Ehrlich explores the twin solitudes of political exile and geographic isolation in this powerful novel—the story of Japanese Americans forced into a relocation camp—set in Wyoming during World War II.


Heart Mountain Reviews


  • Angela M is taking a break.

    The book description is somewhat deceiving describing this as "the story of Japanese Americans forced into a relocation camp-- set in Wyoming during WWII." It turned out to be not just about the internment camps and the people there, but a blend of their stories with the people in the Heart Mountain area . It provides a view of how the war impacted both the Issei, the Japanese immigrants and the Nisei, Japanese Americans and a lot more about the people living in the area that I expected.

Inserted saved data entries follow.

PR #1808, opened 2025-09-30
feat: Add TrustBoundaries support for ServiceAccounts

vverman:
Trust Boundary for service accounts in google-auth-java library.

### DIFF
--- a/oauth2_http/javatests/com/google/auth/oauth2/MockTokenServerTransport.java
+++ b/oauth2_http/javatests/com/google/auth/oauth2/MockTokenServerTransport.java
@@ -327,8 +327,8 @@ public class MockTokenServerTransport extends MockHttpTransport {
           };
       return request;
     } else if (urlWithoutQuery.endsWith("/allowedLocations")) {
-        // This is for mocking the call to IAM lookup when we attempt to refresh trust boundaries
-        // after refreshing the access token.
+      // This is for mocking the call to IAM lookup when we attempt to refresh trust boundaries
+      // after refreshing the access token.
       request =
           new MockLowLevelHttpRequest(url) {
             @Override


oauth2_http/java/com/google/auth/oauth2/TrustBoundary.java
```diff
@@ -0,0 +1,192 @@
+/*
+ * Copyright 2024, Google LLC
```
lqiu96, line 2:
```suggestion
 * Copyright 2025, Google LLC
```

oauth2_http/java/com/google/auth/oauth2/TrustBoundaryProvider.java
```diff
@@ -0,0 +1,45 @@
+/*
+ * Copyright 2024, Google LLC
```
lqiu96, line 2:
```suggestion
 * Copyright 2025, Google LLC
```

oauth2_http/java/com/google/auth/oauth2/TrustBoundaryProvider.java
```diff
@@ -0,0 +1,45 @@
...
+ * OF THIS SOFTWARE, EVEN IF ADVISED OF THE POSSIBILITY OF SUCH DAMAGE.
+ */
+
+package com.google.auth.oauth2;
+
+import com.google.auth.http.HttpTransportFactory;
+import java.io.IOException;
+
+/** An interface for credentials that support trust boundaries. This is an experimental feature. */
+public interface TrustBoundaryProvider {
```
lqiu96, line 38: Can you try and include the `@BetaApi` annotation? I think this should be available from api-common-java deps

oauth2_http/java/com/google/auth/oauth2/TrustBoundary.java
```diff
@@ -0,0 +1,192 @@
...
+    public String toString() {
+      return MoreObjects.toStringHelper(this)
+          .add("encodedLocations", encodedLocations)
+          .add("locations", locations)
+          .toString();
+    }
+  }
+
+  // expose this setter only for testing purposes
+  public static void setEnvironmentProviderForTest(@Nullable EnvironmentProvider provider) {
```
lqiu96, line 115: For testing helpers, can you make this package-private scope. And optionally mark this with `@VisibleForTesting`?

oauth2_http/java/com/google/auth/oauth2/TrustBoundary.java
```diff
@@ -0,0 +1,192 @@
...
+    environmentProvider = provider == null ? SystemEnvironmentProvider.getInstance() : provider;
+  }
+
+  static boolean isTrustBoundaryEnabled() throws IOException {
+    String tbEnabled = environmentProvider.getEnv(GOOGLE_AUTH_TRUST_BOUNDARY_ENABLED_ENV_VAR);
```
lqiu96, line 120: nit: Can you spell out the variables: `trustBoundaryEnabled`?

oauth2_http/java/com/google/auth/oauth2/TrustBoundary.java
```diff
@@ -0,0 +1,192 @@
...
+    if ("true".equals(lowercasedTbEnabled) || "1".equals(tbEnabled)) {
+      return true;
+    }
+    if ("false".equals(lowercasedTbEnabled) || "0".equals(tbEnabled)) {
+      return false;
+    }
+    throw new IOException(
+        String.format(
+            "Invalid value for %s environment variable: \"%s\". Supported values are 'true', '1', 'false', or '0'.",
+            GOOGLE_AUTH_TRUST_BOUNDARY_ENABLED_ENV_VAR, tbEnabled));
```
lqiu96, line 134: IIUC, I think this should just be `return false`? The feature gate would be any value other than "true" or "1"?

oauth2_http/java/com/google/auth/oauth2/TrustBoundary.java
```diff
@@ -0,0 +1,192 @@
...
+      String url,
+      AccessToken accessToken,
+      @Nullable TrustBoundary cachedTrustBoundary)
+      throws IOException {
+    if (accessToken == null) {
+      throw new IOException("The provided access token is null.");
+    }
+    if (accessToken.getExpirationTime() != null
+        && accessToken.getExpirationTime().before(new Date())) {
+      throw new IOException("The provided access token is expired.");
```
lqiu96, line 148: Same here, perhaps better suited as `IllegalArgumentException` or maybe `IllegalStateException`?

oauth2_http/java/com/google/auth/oauth2/GoogleCredentials.java
```diff
@@ -382,14 +391,51 @@ static Map<String, List<String>> addQuotaProjectIdToRequestMetadata(
     return Collections.unmodifiableMap(newRequestMetadata);
   }
 
+  protected void refreshTrustBoundaries(AccessToken newAccessToken) throws IOException {
+    if (!(this instanceof TrustBoundaryProvider)) {
+      return;
+    }
```
lqiu96, line 397: qq, why is this check needed?

oauth2_http/java/com/google/auth/oauth2/GoogleCredentials.java
```diff
@@ -382,14 +391,51 @@ static Map<String, List<String>> addQuotaProjectIdToRequestMetadata(
...
+    if (!TrustBoundary.isTrustBoundaryEnabled() || !isDefaultUniverseDomain()) {
+      return;
+    }
+
+    TrustBoundaryProvider provider = (TrustBoundaryProvider) this;
+    synchronized (lock) {
```
lqiu96, line 403: I think we should avoid using a lock around a network call. Can we isolate the part that need sync/ locking for?

oauth2_http/java/com/google/auth/oauth2/ServiceAccountCredentials.java
```diff
@@ -819,6 +823,18 @@ public boolean getUseJwtAccessWithScope() {
...
 
+  @Override
+  public HttpTransportFactory getTransportFactory() {
+    return transportFactory;
+  }
+
+  @Override
+  public String getTrustBoundaryUrl() throws IOException {
+    return String.format(
+        "https://iamcredentials.%s/v1/projects/-/serviceAccounts/%s/allowedLocations",
```
lqiu96, line 834: Can this string format be a constant in the Oath2Utils or some shared place?

oauth2_http/java/com/google/auth/oauth2/TrustBoundary.java
```diff
@@ -0,0 +1,192 @@
...
+
+  private static EnvironmentProvider environmentProvider = SystemEnvironmentProvider.getInstance();
+
+  public String getEncodedLocations() {
+    return encodedLocations;
+  }
+
+  public List<String> getLocations() {
+    return locations;
+  }
```
lqiu96, line 83: For all other public methods, can you add public javadocs?

Not required for package-private, but definitely would help with future maintaince! Thanks!

oauth2_http/java/com/google/auth/oauth2/GoogleCredentials.java
vverman: 1. The instanceof TrustBoundaryProvider check is needed to determine if the specific credential instance actually supports trust boundaries. If it doesn't implement the interface, we simply exit.

   2. The cast to TrustBoundaryProvider is then necessary so we can call the methods defined in that interface (like getTrustBoundaryUrl() and getTransportFactory()) on the credential to proceed with the refresh logic.

  This pattern allows us to avoid duplicating the refresh logic in every credential subclass while ensuring it only runs on the credentials that explicitly support the feature.

lqiu96 (dismissed):

oauth2_http/java/com/google/auth/oauth2/GoogleCredentials.java
```diff
@@ -331,6 +334,74 @@ public GoogleCredentials createWithQuotaProject(String quotaProject) {
...
+   * to enforce security policies by ensuring that the credentials used to access Google Cloud APIs
+   * are not used outside a trusted environment.
+   *
+   * @param newAccessToken The new access token to be used for the refresh.
+   * @param trustBoundaryUrl The URL of the trust boundary service.
+   * @param transportFactory The HTTP transport factory to be used for the refresh.
+   * @throws IOException If the refresh fails and no cached value is available.
+   */
+  @InternalApi
+  void refreshTrustBoundary(
```
lsirac: Multiple threads might read trustBoundary as null inside the first synchronized block, and then all proceed to call TrustBoundary.refresh() simultaneously, resulting in a 'thundering herd' of redundant requests to the TB endpoint.

Do we need to implement request coalescing here (similar to how OAuth2Credentials uses refreshTask for access tokens) so that only one network request is in flight at a time? 


cc @lqiu96 since I think you guys might've already discussed this

oauth2_http/java/com/google/auth/oauth2/TrustBoundary.java
```diff
@@ -0,0 +1,224 @@
...
+   * Checks if this TrustBoundary represents a "no-op" (no restrictions).
+   *
+   * @return True if the encoded locations indicate no restrictions, false otherwise.
+   */
+  public boolean isNoOp() {
+    return NO_OP_VALUE.equals(encodedLocations);
+  }
+
+  /** Represents the JSON response from the trust boundary endpoint. */
+  public static class TrustBoundaryResponse extends GenericJson {
```
lsirac: Does this need to be public?

lsirac (commented):
Mostly LG 👍 , would like us to go back to using TrustBoundaryProvider interface

oauth2_http/java/com/google/auth/oauth2/GoogleCredentials.java
vverman: per discussion: We're now implementing `TrustBoundaryProvider` interface which contains `getTrustBoundaryUrl()`. The classes will override the method and mark them as @internalapi.

oauth2_http/java/com/google/auth/oauth2/GoogleCredentials.java
```diff
@@ -331,6 +334,74 @@ public GoogleCredentials createWithQuotaProject(String quotaProject) {
...
+   * @return {@code true} if the credentials support trust boundary, {@code false} otherwise.
+   */
+  boolean supportsTrustBoundary() {
+    return false;
+  }
+
+  /**
+   * Refreshes the trust boundary by making a call to the trust boundary URL.
+   *
+   * <p>This method is for internal use only and should not be called by users directly. It is used
```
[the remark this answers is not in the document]
vverman: Removed the comment

oauth2_http/java/com/google/auth/oauth2/TrustBoundary.java
```diff
@@ -0,0 +1,227 @@
...
+      throws IOException {
+    Preconditions.checkNotNull(accessToken, "The provided access token is null.");
+    if (accessToken.getExpirationTime() != null
+        && accessToken.getExpirationTime().before(new Date())) {
+      throw new IllegalArgumentException("The provided access token is expired.");
+    }
+
+    HttpRequestFactory requestFactory = transportFactory.create().createRequestFactory();
+    HttpRequest request = requestFactory.buildGetRequest(new GenericUrl(url));
+    //    request.getHeaders().setAuthorization("Bearer " + accessToken.getTokenValue());
```
lqiu96: I think these comments were left here

oauth2_http/javatests/com/google/auth/oauth2/LoggingTest.java
```diff
@@ -441,7 +441,7 @@ public void getRequestMetadata_hasAccessToken() throws IOException {
 
     TestUtils.assertContainsBearerToken(metadata, ACCESS_TOKEN);
 
-    assertEquals(6, testAppender.events.size());
```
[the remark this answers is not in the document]
lqiu96: > The number of logs increased because we make additional calls to fetch the default service account from the MDS.

Wait sorry, I'm confused about this. I don't think anything changed regarding accessing the default SA? Why are we fetching the default SA now?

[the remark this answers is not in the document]
vverman: No, there isn't any change. It is the way the code is structured.

1. We pass in the `trustBoundaryUrl` into the `refreshTrustBoundaries(...)` after each token refresh.

2. The way we construct the `trustboundaryUrl` is by making a call to the MDS server, getting the default SA and generating the lookup url for that.

3. This call to the metadata server adds to the number of logs we see in the test.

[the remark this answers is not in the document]
lqiu96: > The way we construct the trustboundaryUrl is by making a call to the MDS server, getting the default SA and generating the lookup url for that.

OH. Wait, this is adding a network call for folks that don't even enable TB then for ComputeEngineCredentials. Since a call to `getTrustBoundaryUrl()` invokes a call to MDS. 

Can we change the logic so that the url is constructed inside `refreshTrustBoundary()` call?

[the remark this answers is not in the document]
lqiu96: Ah, yeah that's fine. Since we're using interfaces, I think we're limited to having to to instanceof checks.

I just saw Leo's comment about this functionality being enabled by default once the experiment phase is over. I think long term doesn't matter since this network call will have to happen at some point. I think this change still makes sense so we don't surprise users with increased latency even if they don't explicitly opt-in to the experiment.

oauth2_http/java/com/google/auth/oauth2/TrustBoundary.java
```diff
@@ -0,0 +1,227 @@
...
+    HttpRequestFactory requestFactory = transportFactory.create().createRequestFactory();
+    HttpRequest request = requestFactory.buildGetRequest(new GenericUrl(url));
+    request.getHeaders().setAuthorization("Bearer " + accessToken.getTokenValue());
+
+    // Add the cached trust boundary header, if available.
+    if (cachedTrustBoundary != null) {
+      String headerValue =
+          cachedTrustBoundary.isNoOp() ? "" : cachedTrustBoundary.getEncodedLocations();
+      request.getHeaders().set(TRUST_BOUNDARY_KEY, headerValue);
+    }
```
lqiu96: I think I missed this earlier. Why does the call to `/allowedLocations` also need the header? I understand that the header needs to be added to client library calls. I might have missed this part in the doc

SHANATHAF1:
Hello,
Can you please tell me what these are and what they mean?  Are you fixing
my site or?  Thank you!

Best regards,

Shanatha Fazenbaker

*Fazenbaker Agency*
*Call or Text (607)317-7753 SHARE & SAVE ALL OF INFORMATION TO YOUR
CONTACTS AT THE LINK BELOW*
*https://dot.cards/sfazenbakeragency <https://dot.cards/sfazenbakeragency>*
NEED AN APPOINTMENT SCHEDULE AT YOUR CONVIENIENCE AT
calendly.com/sfazenbakeragency
*A PRODUCER & PROTECTION YOU CAN COUNT ON *
[image: Picture]

oauth2_http/javatests/com/google/auth/oauth2/MockTokenServerTransport.java
```diff
@@ -321,6 +326,27 @@ public LowLevelHttpResponse execute() throws IOException {
             }
           };
       return request;
+    } else if (urlWithoutQuery.endsWith("/allowedLocations")) {
+      // This is for mocking the call to IAM lookup when we attempt to refresh trust boundaries
+      // after refreshing the access token.
```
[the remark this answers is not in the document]
vverman: Will respond to the comments in my upcoming PR for TB for external accounts.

    There are two major alternating narratives, one of a young man in the town outside of Heart Mountain and one of a young man inside the internment camp. McKay is a cattle rancher who is deemed not fit to serve because of an injury but his two brothers are off to the war leaving him to tend to the ranch. Kai is Nisei, trying to figure out who he is - torn between two worlds and disillusioned with the country he was born in as he is captive in the camp. There of course are interactions between the people in both sides that makes for an appealing story line. An accidental shooting brings McKay to Mariko. I felt connected to these main characters and was always interested in what would happen with them. For me the problem was that there were just too many other characters especially outside of the camp and what was happening with them made the overall story of this shameful period in our history feel a bit diluted. I felt distracted from what I thought was the heart of the story.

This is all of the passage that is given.